In text mining it seems obvious that we should use all the data we can get our hand on for use in drawing conclusions. The temptation is always to use the broadest possible query to select the data set, because we don’t want to miss anything that might be important. The problem with such an all inclusive strategy is that it often adds more noise that obscures the signal we are trying to detect. So for instance, if I’m doing a study for a chocolate candy manufacturer and simply enter the query, “chocolate”, the vast majority of the data I collect for my study will have nothing whatever to do with chocolate candy. This will make it much harder to detect the relevant trends and themes in the data related to chocolate candy because they will be obscured by unrelated issues, such as the color chocolate or chocolate ice cream. So the query “chocolate candy” might actually make more sense, even though it leaves out a lot of relevant data. As long as we have enough data, adding more that is mostly irrelevant could actually make our analysis less effective.
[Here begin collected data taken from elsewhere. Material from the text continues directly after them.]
PR #2003, opened 2021-02-03
LiteX submodules update

kowalewskijan:
This PR bumps LiteX submodules and includes `generate.py` fixups to work with the latest LiteX.
PR can be merged after HW tests using generated bitstreams from litex examples are proven to work

### DIFF
--- a/xc/xc7/tests/soc/litex/generate.py
+++ b/xc/xc7/tests/soc/litex/generate.py
@@ -3,10 +3,10 @@
 import os
 import argparse
 
-from litex.boards.targets.arty import _CRG
+from litex_boards.targets.arty import _CRG
 from liteeth.phy.mii import LiteEthPHYMII
 from litex.soc.cores.led import LedChaser
-from litex.boards.platforms import arty
+from litex_boards.platforms import arty
 from litex.soc.integration.soc_core import SoCCore
 from litex.soc.integration.builder import Builder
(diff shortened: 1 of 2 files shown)


xc/xc7/tests/soc/litex/generate.py
```diff
@@ -20,7 +20,7 @@ class BaseSoC(SoCCore):
     def __init__(
             self,
             toolchain="vivado",
-            sys_clk_freq=int(60e6),
+            sys_clk_freq=int(100e6),
```
litghost, line 23: It probably isn't a good idea to increase the sys clock freq.  I don't believe that VPR can achieve 100 MHz.  @acomodi ?

acomodi: With latest LiteX we have a minimum of 80MHz, below which DDR does not work even in a full Vivado flow. I think that we can set it to 80MHz.

80MHz worked on HW with symbiflow, but might not work on every single arty.

litghost (commented):
LGTM, @acomodi please review.  If green merge.

acomodi (approved):
LGTM. I'd wait for CI and check the bitstream produced on HW, to verify that the frequency increase does work.

umarcor:
@kowalewskijan can you please rebase to solve the conflicts?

But how much data is enough? The answer may surprise you. It doesn’t really take as much data as you might think to spot a potentially interesting trend or correlation. To see why, let’s try a simple thought experiment. Say we are given a coin and we are told that it may or may not be “loaded”, where a loaded coin is one that when flipped nearly always comes up heads, whereas a normal coin will only come up heads half the time. How many flips of the coin will it require for me to determine that the coin is fair or loaded with 99% confidence. The answer is 7 (the first flip of heads gives me 50% confidence (1/2), the next flip 25% (1/4)… the seventh flip .007 (1/128)). So in this simple experiment I only needed seven data points to tell that something was probably amiss with the coin.
But if seven examples is enough to draw a conclusion from a simple experiment, why do we usually typically use thousands of examples to draw conclusions from text? There are actually a couple of reasons. Partly its because we frequently don’t get to design our experiment before the data is generated. So we basically have to take whatever data is given to us, and some it is certain to be redundant or irrelevant for our purposes. The other issue, is that we usually aren’t simply trying to determine the answer to one yes/no question (e.g. “is the coin loaded or not”) but rather are looking across thousands of potential features and correlations to find a handful that are potentially interesting. When you have to cover more bases, you naturally need more data to do it with.
So the better, more relevant the data, and the more focused the subject of the analysis, the less data you actually need to get an accurate picture. Typically when get a fairly focused set of short documents (paragraphs) that are relevant to the subject under study, I can usually get a pretty good picture of between 25 and 50 themes using between 1000-10000 documents. Right around 500 documents usually turns out to be too small a set to be interesting (it might even be easier just to read the documents one by one, than it is to try to analyze them using text mining techniques). Once I get above 100,000 documents I will usually either sample the data or divide into smaller chunks using some other feature of interest.
The moral of the story is, adding more data is not a panacea. Being thoughtful about what you want to study and why and then carefully selecting data that is relevant to those objectives will produce much better results in the end.